BEGIN

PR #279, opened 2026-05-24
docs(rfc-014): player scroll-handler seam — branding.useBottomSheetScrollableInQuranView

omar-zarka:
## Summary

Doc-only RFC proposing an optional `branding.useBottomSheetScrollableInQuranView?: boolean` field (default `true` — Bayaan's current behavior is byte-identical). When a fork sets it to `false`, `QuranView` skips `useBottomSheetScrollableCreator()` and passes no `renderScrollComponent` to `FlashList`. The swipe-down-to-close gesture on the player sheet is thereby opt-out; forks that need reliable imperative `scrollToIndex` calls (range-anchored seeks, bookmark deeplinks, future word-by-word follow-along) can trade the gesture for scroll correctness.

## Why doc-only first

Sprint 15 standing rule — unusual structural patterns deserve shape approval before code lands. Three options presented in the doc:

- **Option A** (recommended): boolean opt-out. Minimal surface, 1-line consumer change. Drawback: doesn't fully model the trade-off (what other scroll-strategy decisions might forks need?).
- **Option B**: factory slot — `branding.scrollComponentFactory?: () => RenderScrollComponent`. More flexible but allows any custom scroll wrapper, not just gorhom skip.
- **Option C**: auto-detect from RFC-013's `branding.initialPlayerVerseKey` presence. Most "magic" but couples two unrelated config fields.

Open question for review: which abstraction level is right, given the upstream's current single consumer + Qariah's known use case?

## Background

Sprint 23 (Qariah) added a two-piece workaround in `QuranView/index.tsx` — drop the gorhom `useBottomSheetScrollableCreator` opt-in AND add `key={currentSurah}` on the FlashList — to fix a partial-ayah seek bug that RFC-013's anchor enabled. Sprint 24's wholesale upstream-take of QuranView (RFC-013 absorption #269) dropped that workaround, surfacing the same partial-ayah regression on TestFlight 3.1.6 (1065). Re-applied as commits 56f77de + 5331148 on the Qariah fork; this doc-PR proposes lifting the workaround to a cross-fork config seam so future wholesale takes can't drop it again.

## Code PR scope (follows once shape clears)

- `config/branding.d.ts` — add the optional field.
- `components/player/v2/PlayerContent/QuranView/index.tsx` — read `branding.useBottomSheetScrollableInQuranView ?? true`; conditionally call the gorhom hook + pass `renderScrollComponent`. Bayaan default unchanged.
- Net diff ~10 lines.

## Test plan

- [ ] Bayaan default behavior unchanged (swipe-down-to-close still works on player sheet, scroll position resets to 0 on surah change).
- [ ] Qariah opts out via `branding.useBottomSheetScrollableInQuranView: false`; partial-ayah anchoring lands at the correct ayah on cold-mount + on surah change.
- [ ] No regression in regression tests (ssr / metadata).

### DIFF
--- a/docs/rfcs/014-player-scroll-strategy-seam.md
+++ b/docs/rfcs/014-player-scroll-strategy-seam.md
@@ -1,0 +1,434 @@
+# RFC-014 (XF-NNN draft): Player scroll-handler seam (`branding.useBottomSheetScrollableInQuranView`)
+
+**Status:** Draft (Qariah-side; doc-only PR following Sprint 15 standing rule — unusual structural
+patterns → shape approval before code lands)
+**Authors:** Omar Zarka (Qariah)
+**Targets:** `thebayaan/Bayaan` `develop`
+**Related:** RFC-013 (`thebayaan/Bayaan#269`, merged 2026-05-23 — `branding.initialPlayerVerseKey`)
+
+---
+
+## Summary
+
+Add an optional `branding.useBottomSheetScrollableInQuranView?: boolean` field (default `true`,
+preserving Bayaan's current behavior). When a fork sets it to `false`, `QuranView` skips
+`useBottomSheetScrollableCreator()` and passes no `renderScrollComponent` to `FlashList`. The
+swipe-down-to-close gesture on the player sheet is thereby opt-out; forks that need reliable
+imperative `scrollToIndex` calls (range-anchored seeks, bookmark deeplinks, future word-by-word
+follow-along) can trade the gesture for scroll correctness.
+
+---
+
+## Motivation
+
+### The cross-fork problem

END

■ **TASK ITEM**:
Look through the data above. Find each line with the string "future" and copy it.

■ **TASK SOLUTION**:
Doc-only RFC proposing an optional `branding.useBottomSheetScrollableInQuranView?: boolean` field (default `true` — Bayaan's current behavior is byte-identical). When a fork sets it to `false`, `QuranView` skips `useBottomSheetScrollableCreator()` and passes no `renderScrollComponent` to `FlashList`. The swipe-down-to-close gesture on the player sheet is thereby opt-out; forks that need reliable imperative `scrollToIndex` calls (range-anchored seeks, bookmark deeplinks, future word-by-word follow-along) can trade the gesture for scroll correctness.
Sprint 23 (Qariah) added a two-piece workaround in `QuranView/index.tsx` — drop the gorhom `useBottomSheetScrollableCreator` opt-in AND add `key={currentSurah}` on the FlashList — to fix a partial-ayah seek bug that RFC-013's anchor enabled. Sprint 24's wholesale upstream-take of QuranView (RFC-013 absorption #269) dropped that workaround, surfacing the same partial-ayah regression on TestFlight 3.1.6 (1065). Re-applied as commits 56f77de + 5331148 on the Qariah fork; this doc-PR proposes lifting the workaround to a cross-fork config seam so future wholesale takes can't drop it again.
+imperative `scrollToIndex` calls (range-anchored seeks, bookmark deeplinks, future word-by-word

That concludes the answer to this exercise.